Publ: Development Blog

Publ v0.7.31 released

Posted (2 months ago)

There’s a new release of Publ. There’s no new features, but there’s a huge performance improvement.

I’d been having some performance issues where on my larger sites, the main Atom feed was taking a long time to render. It didn’t really bother me too much because thanks to aggressive caching it would only cause an occasional slow page load (on the order of a few seconds) every now and then, but I thought there was probably something wrong with the I/O characteristics of how pages render.

Boy howdy was I wrong about that.

The way that Publ handles count-based pagination is to look at the first eligible entry and then traverse forward in the query results until it finds that number of visible ones. There’s a few other fancy things for handling the presence of unauthorized entries for various purposes (for example, view.has_unauthorized and being able to retrieve a limited number of unauthorized entries for friends-only stubs on feeds and so on), but the prevailing assumption was that PonyORM would just have a query result cursor page through every time the iterator incremented on the loop.

Turns out that, no. No it doesn’t.

In fact, what was happening was Pony ends up retrieving every possible entry first, before Publ’s auth filtering could run. So on my main site, for example, which has around 3300 entries, it was retrieving all 3300 entry rows in order to render the Atom feed.

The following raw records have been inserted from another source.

PR #2278, opened 2019-06-17
feat(chipGroup): add heading level prop to toolbar chip group label

### LINKED ISSUE #2167: ChipGroup  - prop for heading level
A new prop `headingLevel` should be added to the ChipGroup component to allow the user to specify heading levels. Supported values should be `h1` – `h6`.

This would affect the heading element that is used for `.pf-c-chip-group__label` in the example below:
```
<ul class="pf-c-chip-group pf-m-toolbar">
  <li>
    <h4 class="pf-c-chip-group__label">Category 1</h4>
  ...
```

Similar to my comment in #1881 for Accordion, I think this prop belongs on the parent `<ChipGroup>` component so that the same level is used for all categories. I don't see a use case where these should be different heading levels.

And assuming we land with defaulting to `<h1>` for #1881, then we should be consistent and do that here as well.

boaz0:
**What**:

closes #2167 

- [x] add heading level prop to ChipGroup
- [x] pass heading level to Chip Group Toolbar item through Context API
- [x] update tests
- [x] ~~HeadingLevel type was moved from `Title` to `helpers`~~
- [x] ~~Chip Group Toolbar Item is using HeadingLevel type in its own heading level prop~~

### DIFF
--- a/packages/patternfly-4/react-core/src/components/ChipGroup/ChipGroup.tsx
+++ b/packages/patternfly-4/react-core/src/components/ChipGroup/ChipGroup.tsx
@@ -4,6 +4,8 @@ import { css } from '@patternfly/react-styles';
 import { Chip } from './Chip';
 import { fillTemplate } from '../../helpers';
 
+export const ChipGroupContext = React.createContext('');
+
 export interface ChipGroupProps extends React.HTMLProps<HTMLDivElement> {
   /** Content rendered inside the chip text */
   children?: React.ReactNode;
@@ -15,6 +17,8 @@ export interface ChipGroupProps extends React.HTMLProps<HTMLDivElement> {
   collapsedText?: string;
   /** Flag for grouping with a toolbar & category name */
   withToolbar?: boolean;
+  /** Set heading level to the chip item label */
+  headingLevel?: 'h1' | 'h2' | 'h3' | 'h4' | 'h5' | 'h6';
 }
 
 interface ChipGroupState {
@@ -44,7 +48,12 @@ export class ChipGroup extends React.Component<ChipGroupProps, ChipGroupState>{
 
   renderToolbarGroup() {
     const { isOpen } = this.state;
-    return <InnerChipGroup {...this.props} isOpen={isOpen} onToggleCollapse={this.toggleCollapse} />;
+    const { headingLevel = 'h4' } = this.props;
+    return (
+      <ChipGroupContext.Provider value={headingLevel}>
+        <InnerChipGroup {...this.props} isOpen={isOpen} onToggleCollapse={this.toggleCollapse} />
+      </ChipGroupContext.Provider>
+    );
   }
 
   renderChipGroup() {
--- a/packages/patternfly-4/react-core/src/components/ChipGroup/ChipGroupToolbarItem.tsx
+++ b/packages/patternfly-4/react-core/src/components/ChipGroup/ChipGroupToolbarItem.tsx
@@ -1,14 +1,15 @@
 import * as React from 'react';
 import { css } from '@patternfly/react-styles';
 import styles from '@patternfly/react-styles/css/components/ChipGroup/chip-group';
+import {ChipGroupContext} from './ChipGroup';
 
 export interface ChipGroupToolbarItemProps extends React.HTMLProps<HTMLUListElement> {
   /**  Category name text */  
   categoryName?: string;
   /** Content rendered inside the chip text */
-  children: React.ReactNode; 
+  children: React.ReactNode;
   /** Additional classes added to the chip item */
-  className?: string;   
+  className?: string;
 }
 
 export const ChipGroupToolbarItem: React.FunctionComponent<ChipGroupToolbarItemProps> = ({
@@ -18,13 +19,19 @@ export const ChipGroupToolbarItem: React.FunctionComponent<ChipGroupToolbarItemP
   ...props
 }: ChipGroupToolbarItemProps) => {
     if (React.Children.count(children)) {
-      return(
-        <ul className={css(styles.chipGroup, styles.modifiers.toolbar)} {...props}>
-          <li>
-            <h4 className={css(styles.chipGroupLabel)}>{categoryName}</h4>
-            <ul className={css(styles.chipGroup)}>{children}</ul>
-          </li>
-        </ul>
+      return (
+        <ChipGroupContext.Consumer>
+          {(HeadingLevel: any) => {
+            return (
+              <ul className={css(styles.chipGroup, styles.modifiers.toolbar)} {...props}>
+                <li>
+                  <HeadingLevel className={css(styles.chipGroupLabel)}>{categoryName}</HeadingLevel>
+                  <ul className={css(styles.chipGroup)}>{children}</ul>
+                </li>
+              </ul>
+            );
+          }}
+        </ChipGroupContext.Consumer>
       );
     }
     return null;
--- a/packages/patternfly-4/react-core/src/components/ChipGroup/__snapshots__/ChipGroup.test.tsx.snap
+++ b/packages/patternfly-4/react-core/src/components/ChipGroup/__snapshots__/ChipGroup.test.tsx.snap
@@ -28,26 +28,30 @@ exports[`ChipGroup chip group default 1`] = `
 `;
 
 exports[`ChipGroup chip group with toolbar 1`] = `
-<InnerChipGroup
-  className=""
-  collapsedText="\${remaining} more"
-  expandedText="Show Less"
-  isOpen={false}
-  onToggleCollapse={[Function]}
-  withToolbar={true}
+<ContextProvider
+  value="h4"
 >
-  <Component>
-    <Chip
-      className=""
-      closeBtnAriaLabel="close"
-      component="div"
-      isOverflowChip={false}
-      isReadOnly={false}
-      onClick={[Function]}
-      tooltipPosition="top"
-    >
-      1.1
-    </Chip>
-  </Component>
-</InnerChipGroup>
+  <InnerChipGroup
+    className=""
+    collapsedText="\${remaining} more"
+    expandedText="Show Less"
+    isOpen={false}
+    onToggleCollapse={[Function]}
+    withToolbar={true}
+  >
+    <Component>
+      <Chip
+        className=""
+        closeBtnAriaLabel="close"
+        component="div"
+        isOverflowChip={false}
+        isReadOnly={false}
+        onClick={[Function]}
+        tooltipPosition="top"
+      >
+        1.1
+      </Chip>
+    </Component>
+  </InnerChipGroup>
+</ContextProvider>
 `;


packages/patternfly-4/react-core/src/components/ChipGroup/ChipGroupToolbarItem.tsx
```diff
@@ -1,31 +1,35 @@
...
+  className?: string;
+  /** Set heading level to the chip item label */
+  headingLevel?: headingLevelType;
 }
 
 export const ChipGroupToolbarItem: React.FunctionComponent<ChipGroupToolbarItemProps> = ({
   categoryName = '', 
   children = null, 
   className = '', 
+  headingLevel: HeadingLevel = 'h1',
```
redallen: Any particular reason for `h1` as the default instead of `h4` like it used to be?

boaz0: This was one of the requirements made in #2167 by @jgiardino

jgiardino: Ah, right. This is what I had stated in #2167. 

> And assuming we land with defaulting to `<h1>` for #1881, then we should be consistent and do that here as well.

Apologies for not updating that issue after #1881 closed. For that update, we ended up using the same heading level that was originally defined in the component. One concern was that changing the heading level could be considered a breaking change. But also, Accordion ended up presenting a unique case in that we will update it in the future to support a variation that does not use headings (https://github.com/patternfly/patternfly-next/issues/1913). Which means when `headingLevel` is not specified, we would use the non-heading variant.

There was also a lot of conversation around default heading levels when the Accordion was getting updated. The general assumption is that this is a prop that will very likely get overlooked, and so the default value is important to consider.  @seanforyou23 was suggesting that it's probably better to default to lower heading levels for a component that wouldn't be used as the a primary page heading, since lower heading levels are less likely to conflict with the heading outline that exists on the page.  

For this update, I suggest using what we currently have—`<h4>`—and we can open a new issue in the future if we find that this default is resulting in issues with the overall heading outline on a page.

Thanks for working on this, @boaz0!

jgiardino:
The prop works as expected! 🎉 

The only question I have is whether the prop should move to the parent `<ChipGroup>` component?

With the Accordion component, we discussed this and ended up supporting the prop on the parent `<Accordion>` component, because in that component, it would be really odd to have different heading levels for different toggles (because there would then be a disconnect between the visual presentation and the semantic structure).

I would think that same reason is true in this case, but am curious if anyone has some reason for supporting this prop on the `<ChipGroupToolbarItem>` component instead.

I'm pulling in @mturley because he had provided suggestions on how to implement this for Accordion, and might have relevant info that would be helpful to share for this case as well.

packages/patternfly-4/react-core/src/components/ChipGroup/ChipGroupToolbarItem.tsx
```diff
@@ -1,31 +1,35 @@
...
   /**  Category name text */  
   categoryName?: string;
   /** Content rendered inside the chip text */
-  children: React.ReactNode; 
+  children: React.ReactNode;
   /** Additional classes added to the chip item */
-  className?: string;   
+  className?: string;
+  /** Set heading level to the chip item label */
+  headingLevel?: headingLevelType;
```
jessiehuff: Instead of `headingLevelType;` use `headingLevel?: 'h1' | 'h2' | 'h3' | 'h4' | 'h5' | 'h6';`

packages/patternfly-4/react-core/src/components/Title/Title.tsx
```diff
@@ -21,7 +22,7 @@ export interface TitleProps extends Omit<React.HTMLProps<HTMLHeadingElement>, 's
   /** Additional classes added to the Title */
   className?: string;
   /** the heading level to use */
-  headingLevel?: 'h1' | 'h2' | 'h3' | 'h4' | 'h5' | 'h6';
+  headingLevel?: headingLevelType;
```
jessiehuff: I think we need `headingLevel?: 'h1' | 'h2' | 'h3' | 'h4' | 'h5' | 'h6';` for the docs.

packages/patternfly-4/react-core/src/helpers/heading.ts
```diff
@@ -0,0 +1 @@
+export type headingLevelType = 'h1' | 'h2' | 'h3' | 'h4' | 'h5' | 'h6';
```
jessiehuff: I don't think we need this file.

mturley:
@boaz0, I agree with @jgiardino that we should probably have the consumer pass one `headingLevel` prop to the parent `<ChipGroup>` instead of having to pass it to each `<ChipGroupToolbarItem>`, since it reduces duplication in the consumer's code and prevents them from using different heading levels in the same chip group.

@jenny-s51 implemented this for Accordion using [React's Context API](https://reactjs.org/docs/context.html) in this PR: https://github.com/patternfly/patternfly-react/pull/2290/files. Basically in the ChipGroup component you'd accept `headingLevel` as a prop and pass it to a `ChipGroupContext.Provider`, and then in ChipGroupToolbarItem you'd render a `ChipGroupContext.Consumer` that takes a function for a child, and this function can pull the `headingLevel` out of its arguments and return the children rendered with that headingLevel.

If you need any help, feel free to let me know!

boaz0:
@mturley no problem I will be working on this.
Thanks for your feedback!

boaz0:
@mturley updated PR feel free to review and give some feedback.

packages/patternfly-4/react-core/src/components/ChipGroup/ChipGroupToolbarItem.tsx
```diff
@@ -1,14 +1,16 @@
...
 export interface ChipGroupToolbarItemProps extends React.HTMLProps<HTMLUListElement> {
   /**  Category name text */  
   categoryName?: string;
   /** Content rendered inside the chip text */
-  children: React.ReactNode; 
+  children: React.ReactNode;
   /** Additional classes added to the chip item */
-  className?: string;   
+  className?: string;
+  /** Set heading level to the chip item label */
```
mturley: Looks like you left a comment behind here :)

packages/patternfly-4/react-core/src/components/ChipGroup/ChipGroup.tsx
```diff
@@ -44,7 +48,8 @@ export class ChipGroup extends React.Component<ChipGroupProps, ChipGroupState>{
 
   renderToolbarGroup() {
     const { isOpen } = this.state;
-    return <InnerChipGroup {...this.props} isOpen={isOpen} onToggleCollapse={this.toggleCollapse} />;
+    const { headingLevel = 'h4' } = this.props;
+    return <ChipGroupContext.Provider value={headingLevel}><InnerChipGroup {...this.props} isOpen={isOpen} onToggleCollapse={this.toggleCollapse} /></ChipGroupContext.Provider>;
```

So, yeah, no wonder it was taking multiple seconds to render!

Anyway, now in those situations, Publ just fetches chunks of entries at a time, basically doing its own ad-hoc cursor. It’s not quite as efficient as it would be with a proper database cursor (since now it’s using LIMIT/OFFSET queries) and it could still be way faster if I were using a database layer other than Pony (for example, switching to SQLAlchemy, or eschewing a database entirely as I’ve briefly discussed and rambled about), but wow, this makes a huge performance improvement overall.

Also, while I was trying to diagnose the issue, I had followed a red-herring path about changing the way that entry auth is stored, and ended up simplifying it in a way which is how I should have done it to begin with. Unfortunately that required a schema change, which means sites need to be reindexed after upgrading. Fortunately that’s still a largely transparent operation.

Someday I need to do some pretty big overhauls to Publ. But for now I’m happy just keeping it going and making it better all the time.

Anyway, huge thanks to BearPerson from eevee’s discord for having the curiosity and tenacity to find the actual performance issue.